Knowing they would not need their artillery in the north where the Milanese had welcomed them with open arms, the French had secretly sent it on by ship to Genoa. There, the cannons were loaded onto horse carts and speedily transported to the front. It was the quickness of the move that took the enemy by surprise. A train of heavy carts laboriously drawn by oxen might have aroused the suspicions of the Italians and even come under attack. But who would ever have suspected these light, seemingly harmless vehicles racing across the plains? Who would have dreamed what lethal cargo they carried?
Niccolo did not sleep th
at night, nor did he return to Florence. He had no way of gaining entry into the bombardiers’ compound, but from the sounds that issued forth, he knew what was happening. The incessant hammering could mean only one thing—that nails were being driven and that engines of war were being constructed. In his mind, Niccolo pictured the fabrication of siege machinery for scaling the walls or putting archers in an elevated position from where they could shoot down into the fortress. Little did he imagine what was actually being built.
When dawn broke, it was clear that the army was being readied for battle. Shouted orders filled the air. Everyone was on the move, and yet there was no sign of frenzy or excitement. Rather, it was with a slow and deadly deliberation that the men began to draw themselves up into fighting units. Charles himself appeared, a suit of gleaming armor visible beneath his royal cloak, a stout, plumed helmet on his small head.

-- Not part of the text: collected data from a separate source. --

PR #4765, opened 2024-09-03
Add support for summary fields

minhtuev:

Adds support for creating and managing summary fields on datasets.

* Manual tests (✅)
* Unit tests (✅)

## Example usage

```py
import fiftyone as fo
import fiftyone.zoo as foz

dataset.set_field("frames.detections.detections.confidence", F.rand()).save()

# Generate a summary field for object labels
dataset.create_summary_field("frames.detections.detections.label")

# Generate a summary field for [min, max] confidences
dataset.create_summary_field("frames.detections.detections.confidence")

# Generate a summary field for object labels and counts
dataset.create_summary_field(
    "frames.detections.detections.label",
    field_name="frames_detections_label2",
    include_counts=True,
)

# Generate a summary field for per-label [min, max] confidences
dataset.create_summary_field(
    "frames.detections.detections.confidence",
    field_name="frames_detections_confidence2",
    group_by="label",
)

# List the summary fields on the dataset
fo.pprint(dataset.list_summary_fields())

# Inspect contents of these summary fields
fo.pprint(dataset.values("frames_detections_label"))
fo.pprint(dataset.values("frames_detections_confidence"))
fo.pprint(dataset.values("frames_detections_label2"))
fo.pprint(dataset.values("frames_detections_confidence2"))

# Verify that newly created summary fields don't needed updating
fo.pprint(dataset.check_summary_fields())

# Modify the source field
label_upper = F("label").upper()
dataset.set_field("frames.detections.detections.label", label_upper).save()

# Verify that the summary fields now need updating
update_fields = dataset.check_summary_fields()
fo.pprint(update_fields)

# Update the summary fields
for field_name in update_fields:
    dataset.update_summary_field(field_name)

# Summary fields are now updated and no longer need updating
fo.pprint(dataset.check_summary_fields())

# Delete summary fields
dataset.delete_summary_fields(dataset.list_summary_fields())
fo.pprint(dataset.list_summary_fields())
```

## Summary by CodeRabbit

- **New Features**
	- Added methods for managing summary fields in datasets, including creation, listing, updating, and deletion.
	- Introduced optional parameters for enhanced filtering in schema retrieval functions.
	- Improved tools for summarizing and indexing data, particularly for video datasets.
	- Enhanced user interface for managing sidebar groups and filtering sample fields.

- **Bug Fixes**
	- Streamlined error handling in the `drop_index` method.

- **Tests**
	- Added comprehensive tests for frame summary functionalities and summary fields to ensure accurate data handling and reporting.

### DIFF
--- a/fiftyone/core/collections.py
+++ b/fiftyone/core/collections.py
@@ -9482,13 +9482,14 @@ class SampleCollection(object):
 
         return name
 
-    def drop_index(self, field_or_name):
+    def drop_index(self, field_or_name, quiet=False):
         """Drops the index for the given field or name.
 
         Args:
             field_or_name: a field name, ``embedded.field.name``, or compound
                 index name. Use :meth:`list_indexes` to see the available
                 indexes
+            quiet (booL): whether to raise an error if no index exists
         """
         name, is_frame_index = self._handle_frame_field(field_or_name)
 
@@ -9516,10 +9517,12 @@ class SampleCollection(object):
                 index_map[key] = key
 
         if name not in index_map:
-            itype = "frame index" if is_frame_index else "index"
-            raise ValueError(
-                "%s has no %s '%s'" % (self.__class__.__name__, itype, name)
-            )
+            if not quiet:
+                itype = "frame index" if is_frame_index else "index"
+                msg = "%s has no %s '%s'" % (self.__class__.__name__, itype, name)
+                raise ValueError(msg)
+            else:
+                return
 
         coll.drop_index(index_map[name])
 
--- a/fiftyone/core/collections.py
+++ b/fiftyone/core/collections.py
@@ -1423,11 +1423,9 @@ class SampleCollection(object):
             read_only (None): whether to restrict to (True) or exclude (False)
                 read-only fields. By default, all fields are included
             info_keys (None): an optional key or list of keys that must be in
-                a field's ``info`` dict in order for it to be included in the
-                returned schema. If ``None``, no filtering is performed.
-            created_after (None): an optional ``datetime`` to filter the
-                returned schema by, such that the field was `created_at` after
-                this time. If ``None``, no filtering is performed.
+                the field's ``info`` dict
+            created_after (None): an optional ``datetime`` specifying a minimum
+                creation date
             include_private (False): whether to include fields that start with
                 ``_`` in the returned schema
             flat (False): whether to return a flattened schema where all
@@ -1469,11 +1467,9 @@ class SampleCollection(object):
             read_only (None): whether to restrict to (True) or exclude (False)
                 read-only fields. By default, all fields are included
             info_keys (None): an optional key or list of keys that must be in
-                a field's ``info`` dict in order for it to be included in the
-                returned schema. If ``None``, no filtering is performed.
-            created_after (None): an optional ``datetime`` to filter the
-                returned schema by, such that the field was `created_at` after
-                this time. If ``None``, no filtering is performed.
+                the field's ``info`` dict
+            created_after (None): an optional ``datetime`` specifying a minimum
+                creation date
             include_private (False): whether to include fields that start with
                 ``_`` in the returned schema
             flat (False): whether to return a flattened schema where all
@@ -9482,14 +9478,13 @@ class SampleCollection(object):
 
         return name
 
-    def drop_index(self, field_or_name, quiet=False):
-        """Drops the index for the given field or name.
+    def drop_index(self, field_or_name):
+        """Drops the index for the given field or name, if necessary.
 
         Args:
             field_or_name: a field name, ``embedded.field.name``, or compound
                 index name. Use :meth:`list_indexes` to see the available
                 indexes
-            quiet (booL): whether to raise an error if no index exists
         """
         name, is_frame_index = self._handle_frame_field(field_or_name)
 
@@ -9516,15 +9511,8 @@ class SampleCollection(object):
             else:
                 index_map[key] = key
 
-        if name not in index_map:
-            if not quiet:
-                itype = "frame index" if is_frame_index else "index"
-                msg = "%s has no %s '%s'" % (self.__class__.__name__, itype, name)
-                raise ValueError(msg)
-            else:
-                return
-
-        coll.drop_index(index_map[name])
+        if name in index_map:
+            coll.drop_index(index_map[name])
 
     def _get_default_indexes(self, frames=False):
         if frames:
--- a/fiftyone/core/collections.py
+++ b/fiftyone/core/collections.py
@@ -1403,6 +1403,8 @@ class SampleCollection(object):
         ftype=None,
         embedded_doc_type=None,
         read_only=None,
+        info_keys=None,
+        created_after=None,
         include_private=False,
         flat=False,
         mode=None,
@@ -1418,10 +1420,16 @@ class SampleCollection(object):
                 iterable of types to which to restrict the returned schema.
                 Must be subclass(es) of
                 :class:`fiftyone.core.odm.BaseEmbeddedDocument`
-            include_private (False): whether to include fields that start with
-                ``_`` in the returned schema
             read_only (None): whether to restrict to (True) or exclude (False)
                 read-only fields. By default, all fields are included
+            info_keys (None): an optional key or list of keys that must be in
+                a field's ``info`` dict in order for it to be included in the
+                returned schema. If ``None``, no filtering is performed.
+            created_after (None): an optional ``datetime`` to filter the
+                returned schema by, such that the field was `created_at` after
+                this time. If ``None``, no filtering is performed.
+            include_private (False): whether to include fields that start with
+                ``_`` in the returned schema
             flat (False): whether to return a flattened schema where all
                 embedded document fields are included as top-level keys
             mode (None): whether to apply the above constraints before and/or
@@ -1440,6 +1448,8 @@ class SampleCollection(object):
         ftype=None,
         embedded_doc_type=None,
         read_only=None,
+        info_keys=None,
+        created_after=None,
         include_private=False,
         flat=False,
         mode=None,
@@ -1458,6 +1468,12 @@ class SampleCollection(object):
                 :class:`fiftyone.core.odm.BaseEmbeddedDocument`
             read_only (None): whether to restrict to (True) or exclude (False)
                 read-only fields. By default, all fields are included
+            info_keys (None): an optional key or list of keys that must be in
+                a field's ``info`` dict in order for it to be included in the
+                returned schema. If ``None``, no filtering is performed.
+            created_after (None): an optional ``datetime`` to filter the
+                returned schema by, such that the field was `created_at` after
+                this time. If ``None``, no filtering is performed.
             include_private (False): whether to include fields that start with
                 ``_`` in the returned schema
             flat (False): whether to return a flattened schema where all
--- a/fiftyone/core/dataset.py
+++ b/fiftyone/core/dataset.py
@@ -59,7 +59,7 @@ fot = fou.lazy_import("fiftyone.core.stages")
 foud = fou.lazy_import("fiftyone.utils.data")
 
 
-_INVERTED_INDEX_KEY = "_inverted_index"
+_FRAME_SUMMARY_KEY = "_frame_summary"
 
 logger = logging.getLogger(__name__)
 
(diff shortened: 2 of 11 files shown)


fiftyone/core/dataset.py
```diff
@@ -1630,6 +1650,267 @@ def add_frame_field(
...
+                rollup_path,
+                fo.EmbeddedDocumentField,
+                embedded_doc_type=fo.Classifications,
+                info=info,
+            )
+        else:
+            self.add_sample_field(rollup_path, fo.ListField, info=info)
+
+        # Optionally create mongodb index on rollup field
+        if create_index:
```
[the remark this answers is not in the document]
swheaton: Well the reason I added it here is so that the inserts would be done after the index was created, thinking maybe mongodb could optimize better and the additional delay would be amortized over the set_values() calls.

But now I'm thinking you're right it may be better to do it at the end and maybe we can use the non-blocking index creation param so that we don't have to wait but it's going in the background.

tests/unittests/import_export_tests.py
```diff
@@ -3294,6 +3294,11 @@ def test_fiftyone_dataset(self):
         created_at2 = dataset2.values("created_at")
         last_modified_at2 = dataset2.values("last_modified_at")
 
+        self.assertTrue(
```
minhtuev, line 3297: do i need to remove this? @swheaton

fiftyone/core/fields.py
```diff
@@ -23,7 +23,13 @@
 import fiftyone.core.utils as fou
 
 
-def validate_constraints(ftype=None, embedded_doc_type=None, read_only=None):
+def validate_constraints(
```
minhtuev, line 26: might need to move this out of this PR or wait for https://github.com/voxel51/fiftyone/pull/4597 to merge

fiftyone/core/dataset.py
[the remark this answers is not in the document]
brimoor: Has this been benchmarked? My intuition is that declaring the index first and then setting values will be faster than the other way around

fiftyone/core/collections.py
```diff
@@ -9516,15 +9511,8 @@ def drop_index(self, field_or_name, quiet=False):
...
-        if name not in index_map:
-            if not quiet:
-                itype = "frame index" if is_frame_index else "index"
-                msg = "%s has no %s '%s'" % (self.__class__.__name__, itype, name)
-                raise ValueError(msg)
-            else:
-                return
-
-        coll.drop_index(index_map[name])
+        if name in index_map:
```
minhtuev, line 9514: Nice!

fiftyone/core/odm/embedded_document.py
```diff
@@ -48,6 +48,9 @@ def __init__(self, *args, **kwargs):
         super().__init__(*args, **kwargs)
         self.validate()
 
+    def __hash__(self):
```
minhtuev, line 51: @brimoor : do we need to add unit tests for this?

fiftyone/core/dataset.py
```diff
@@ -3692,7 +4230,7 @@ def _save(self, view=None, fields=None):
             self._deleted = True
             raise ValueError("Dataset '%s' is deleted" % name)
 
-    def _save_field(self, field):
+    def _save_field(self, field, _enforce_read_only=True):
```
minhtuev, line 4233: I assume the reason for us to pass this as a private argument is that we don't want to publicly publish it?

brimoor: In general, private methods are already "undocumented, call at your own risk" methods. But when it comes to bypassing things like read-only constraints, just prefer to send an extra signal, even to internal callers, to not use this parameter unless you reallllly know what you're doing

fiftyone/core/fields.py
```diff
@@ -86,11 +96,26 @@ def validate_constraints(ftype=None, embedded_doc_type=None, read_only=None):
...
+        has_contraints = True
+        if not isinstance(info_keys, (list, str)):
+            raise ValueError("info_keys must be a single or a list of str's")
+
+    if created_after is not None:
+        has_contraints = True
+        if not isinstance(created_after, datetime):
+            raise ValueError("created_after must be a datetime")
+
     return has_contraints
```
minhtuev, line 109: How about: `return (ftype or embedded_doc_type or readonly or info_keys or created_after or created_after) is not None`?  We can get rid of these `has_constraints = True` statements

fiftyone/core/odm/embedded_document.py
brimoor: I had to add this in order for the new unit test in this PR to work - needed to convert `list(DynamicEmbeddedDocument)` to `set(DynamicEmbeddedDocument)` - so it's already implicitly tested

tests/unittests/dataset_tests.py
```diff
@@ -711,6 +711,233 @@ def test_index_in_progress(self):
...
+                "frames_gt_confidence",
+                "frames_gt_label_counts",
+                "frames_gt_confidence_by_label",
+            },
+        )
+
+        for field_name in update_fields:
+            dataset.update_summary_field(field_name)
+
+        update_fields = dataset.check_summary_fields()
```
minhtuev, line 901: nice!

tests/unittests/dataset_tests.py
```diff
@@ -711,6 +711,233 @@ def test_index_in_progress(self):
...
+        self.assertFalse("frames_gt_label_counts.count" in db_indexes)
+        self.assertFalse("frames_gt_confidence_by_label.label" in db_indexes)
+        self.assertFalse("frames_gt_confidence_by_label.min" in db_indexes)
+        self.assertFalse("frames_gt_confidence_by_label.max" in db_indexes)
+
+        update_fields = dataset.check_summary_fields()
+
+        self.assertListEqual(update_fields, [])
+
+        label_upper = F("label").upper()
```
minhtuev, line 878: noob question - does this just change all the field names to upper case?

fiftyone/core/dataset.py
```diff
@@ -1626,6 +1644,526 @@ def add_frame_field(
...
+
+        field = self.get_field(field_name)
+        if field is not None:
+            if overwrite and _SUMMARY_FIELD_KEY in field.info:
+                self.delete_summary_field(field_name)
+            else:
+                raise ValueError(f"Field '{field_name}' already exists")
+
+        index_fields = []
+        summary_info = {"path": path, "index_type": index_type}
```
minhtuev, line 1788: probably should rename this into `field_type`

fiftyone/core/dataset.py
```diff
@@ -1626,6 +1644,526 @@ def add_frame_field(
...
+            if include_counts:
+                label_field = field_name + ".label"
+                count_field = field_name + ".count"
+                index_fields.extend([label_field, count_field])
+
+                self.add_sample_field(
+                    field_name,
+                    fof.ListField,
+                    subfield=fof.EmbeddedDocumentField,
+                    embedded_doc_type=foo.DynamicEmbeddedDocument,
```
minhtuev, line 1800: Noob question - what is dynamic embedded document?

brimoor: https://docs.voxel51.com/user_guide/using_datasets.html#custom-embedded-documents

fiftyone/core/dataset.py
```diff
@@ -1626,6 +1644,526 @@ def add_frame_field(
...
+                self.add_sample_field(
+                    field_name,
+                    fof.EmbeddedDocumentField,
+                    embedded_doc_type=foo.DynamicEmbeddedDocument,
+                    info={_SUMMARY_FIELD_KEY: summary_info},
+                )
+                self.add_sample_field(min_field, type(_field))
+                self.add_sample_field(max_field, type(_field))
+
+        if sidebar_group is not False:
```
minhtuev, line 1854: Is there an advantage in not having a sidebar group for field summary? We can simplify by just having a `summaries` group by default

tests/unittests/dataset_tests.py
brimoor: yep: https://docs.voxel51.com/api/fiftyone.core.expressions.html#fiftyone.core.expressions.ViewExpression.upper

fiftyone/core/dataset.py
brimoor: IDK personal preference 🤷

fiftyone/core/dataset.py
brimoor: The default *is* to create a `summaries` group by default, Passing `sidebar_group=False` is just a bail out option in case the user doesn't want us to touch the sidebar groups at all.

For context, `dataset.app_config.sidebar_groups=None` by default and is only lazily initialized if the user actually drags fields around in the App (or modifies it via the SDK). This is exceptionally niche, but providing `sidebar_group=False` as an option allows for a case where a user prefer for `dataset.app_config.sidebar_groups` to stay as `None`

fiftyone/core/dataset.py
minhtuev: I think the main confusing point for me is that we are not creating an actual db index, but a summary field, so `index_type` is a little bit confusing if someone else has to read it again in a couple of months.

fiftyone/core/dataset.py
minhtuev: I see, makes sense. Just a hypothetical thought, if we don't allow `sidebar_group=False`, the user has to clear the side bar groups manually through SDK, or UI?

minhtuev:
Thanks @brimoor - this is awesome! I have a couple of thoughts:
1. `create_field_summary` is getting quite long, we should either consider refactoring it or add more comments to it. If we choose to refactor, we can do it in a separate PR (with TODO) so we can close this one.
2. If we delete all summary fields, does the `summary` sidebar group disappear automatically?

fiftyone/core/dataset.py
minhtuev: Haha nice, the Fiftyone nested document doll ~

tests/unittests/dataset_tests.py
```diff
@@ -711,6 +711,233 @@ def test_index_in_progress(self):
...
+        dataset.set_field("gt.detections.label", label_upper).save()
+        dataset.set_field("frames.gt.detections.label", label_upper).save()
+
+        update_fields = dataset.check_summary_fields()
+
+        self.assertSetEqual(
+            set(update_fields),
+            {
+                "gt_label",
```
minhtuev, line 887: Another noob question, if the field names are upper-cased in line 878 above, not sure why these field names are still in lower case

brimoor: the upper-casing is applied to the values in the field, not the names of the summary fields

fiftyone/core/dataset.py
brimoor: If sidebar groups exist and the user doesn't like them, then yes they either have to drag-to-reorder in the App or they could reset via the SDK if desired like so:

```py
dataset.app_config.sidebar_groups = None
dataset.save()
```

fiftyone/core/dataset.py
brimoor: oh I thought you wanted `summary_info -> field_type`. You want `index_type -> field_type`. Yeah I agree with that, will update

tests/unittests/dataset_tests.py
minhtuev: If that is the case, not sure why `gt_confidence`, `frames_gt_confidence`, `gt_label_counts` and `frames_gt_label_counts` should be in the update_fields. Should these fields be numeric?

brimoor: That's where the note in `check_summary_fields()` documentation comes in; unfortunately it's only a heuristic:

```
        Summary fields may need to be updated whenever there have been
        modifications to the dataset's samples since the summaries were last
        generated.

        Note that inclusion in this list is only a heuristic, as any sample
        modifications may not have affected the summary's source field.
```

swheaton:
Thank you for the detailed review @minhtuev 🙌🏼

brimoor:
> 2. If we delete all summary fields, does the `summary` sidebar group disappear automatically?

If a sidebar group becomes empty, it will remain in the App sidebar with an `X` button that the user can click to remove the group if they want, so its easy to get rid of.

fiftyone/core/dataset.py
brimoor: done ✅

brimoor (approved):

Surrounded by his generals and peers of the realm, he nodded gravely as they indicated, with sweeping gestures, the disposition of the troops and the order of battle. When he seemed satisfied, they were dismissed to go about their business, and the king summoned a half dozen other men from a nearby tent. Niccolo recognized them as the grimy bombardiers. Dressed in the nondescript, greasy clothes of mechanics and tradesmen, they seemed out of place in the sea of magnificent color and heraldry and shiny weaponry that was rising and falling in all directions. However, Charles listened intently as they spoke. When they were done, the king of France solemnly embraced each of them. Niccolo remarked that embrace and was shocked that a king, even a mad one, would have publicly done such a thing.
Niccolo and Callimaco, like many of their countrymen, had turned out to watch the battle. Warfare, after all, was a spectator sport in Italy and on a scale much grander than the palio or the tournament. The music was stirring, the uniforms splendid, and the entire production well worth missing a day’s work.